Legislative Career of Hugh Franklin McCarter

Idaho Statesman, March 12, 1921

Photo of H.F. McCarter
Hugh Franklin McCarter

Latin Scholar Tells of Work in Early Days: Pioneer of Little Wood River Country Plays Important Part in Establishment of Educational System in Idaho

Hugh Franklin McCarter

H.F. McCarter, one of the pioneers of the territory, had an enviable experience last week. He woke up to find himself the possessor of a $100 draft drawn on the Wells Fargo company, dated April 15, 1878. The interesting document was found in an old wallet among the effects of his brother [James P. McCarter] who died in California recently. It is Mr. McCarter's idea that his brother, who used to send him money occasionally in the early days, had bought the draft and then forgotten that he had never mailed it. The draft is No. 466468 and is signed by Lays Tevis. Mr. McCarter intends to send it back to his attorney to cash at San Francisco.

The draft will recall pleasant memories of similar drafts, to many pioneers of the city, for in the early days it was a common form of exchange.

In Idaho 35 Years

Mr. McCarter has lived in Idaho for 35 years, part of the time on the Little Wood River and part of the time on Camas prairie where he is now residing. He had the honor of representing his county, which was then known as Logan county, in the second state legislature [1892-93].
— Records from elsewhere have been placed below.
PR #5640, opened 2023-09-03
Prevent concurrent `click` event while the callback is still loading

dtdesign:
This is primarily motivated by https://www.woltlab.com/community/thread/301446-unexpected-behaviour-when-double-clicking-on-create-album-in-the-gallery/ which uses a double click to trigger concurrent requests while the first request is still in flight. This issue can be reproduced with a throttled network link, for example, being on a slow 3G network.

The intention is to provide a simple to use wrapper that prevents multiple clicks, either by mistake or by a lack of response from the UI due to a high network latency or a slow server response. It relies on a promise being passed in and is intended to be combined with things like the `dialogFactory()` and the form builder.

The `AssignUser` action in the moderation queue has been updated to use this helper as a proof of concept.

### DIFF
--- a/ts/WoltLabSuite/Core/Helper/ClickGuard.ts
+++ b/ts/WoltLabSuite/Core/Helper/ClickGuard.ts
@@ -1,0 +1,38 @@
+/**
+ * Prevents concurrent runs of the event handler for the click event by blocking
+ * the event while a previous call is still running.
+ *
+ * @author Alexander Ebert
+ * @copyright 2001-2023 WoltLab GmbH
+ * @license GNU Lesser General Public License <http://opensource.org/licenses/lgpl-license.php>
+ * @since 6.0
+ */
+
+export function clickGuard(element: HTMLElement, eventHandler: (event: MouseEvent) => Promise<void>): void {
+  let pending = false;
+
+  element.addEventListener("click", (event) => {
+    if (pending) {
+      event.preventDefault();
+
+      return;
+    }
+
+    pending = true;
+
+    void eventHandler(event)
+      .then(
+        () => {
+          pending = false;
+        },
+        () => {
+          pending = false;
+        },
+      )
+      .catch((reason) => {
+        pending = false;
+
+        throw reason;
+      });
+  });
+}
--- a/ts/WoltLabSuite/Core/Controller/Moderation/AssignUser.ts
+++ b/ts/WoltLabSuite/Core/Controller/Moderation/AssignUser.ts
@@ -7,6 +7,7 @@
  * @since 6.0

Being a fine Latin student, and almost the only man with a higher education in the legislature, he was made chairman of the Committee on Education. He had heard that Wyoming had recently introduced a free text book system, and Mr. McCarter introduced a similar bill which passed. At that time Kansas, Mr. McCarter said, had the best educational laws in his estimation, and he introduced several of them into the legislature.

In this session Mr. McCarter introduced a bill to tax foreign mortgages, an effort, he said, to get at the money sharks. It passed the house, but not the senate, and a bill introduced by the late Melvil Ruick to exempt all mortgages from taxation, passed.

Equal Suffrage Born

Mr. McCarter had the honor of introducing the migratory stock law, of which he was the author.

Speaking of this session of the legislature, Mr. McCarter said the youngest member was the only native son named Gafney from Kootenai county. It was at this session of the legislature that the equal suffrage bill was passed and Mr. McCarter was one of its ardent supporters.

Game lovers of today may thank Mr. McCarter for two bills he succeeded in having passed at this session, one prohibiting the killing of deer except for one season and the other which prohibited shipping trout out of state.

The danger of deferring measures when they might go through is demonstrated in another bill which Mr. McCarter was ready to introduce. He wished to see a measure introduced providing for a binding twine and woolen factory in the penitentiary such as Kansas had. Jack Campbell of Hailey, warden at that time, said he thought it better to wait until he had the penitentiary walled in before such a measure was introduced, so Mr. McCarter held off. He did not come down to the legislature and no one else seemed as interested so the measure was never introduced.

He has kept in close touch with the Kansas institution ever since and sees that the twine factory is a great money maker for the penitentiary and of great boon to the farmers and he knows it would have been an equal success in Idaho and at the time the temper of the legislature was in favor of it.

Mr. McCarter still enjoys reading his Latin and he deplores the fact that modern man seems to have lost his love for the classics.

The crop of Marquise wheat on Mr. McCarter's ranch last season was quite unusual and he obtained $2.10 a bushel for it. He spends most of his winters in Boise with his daughter.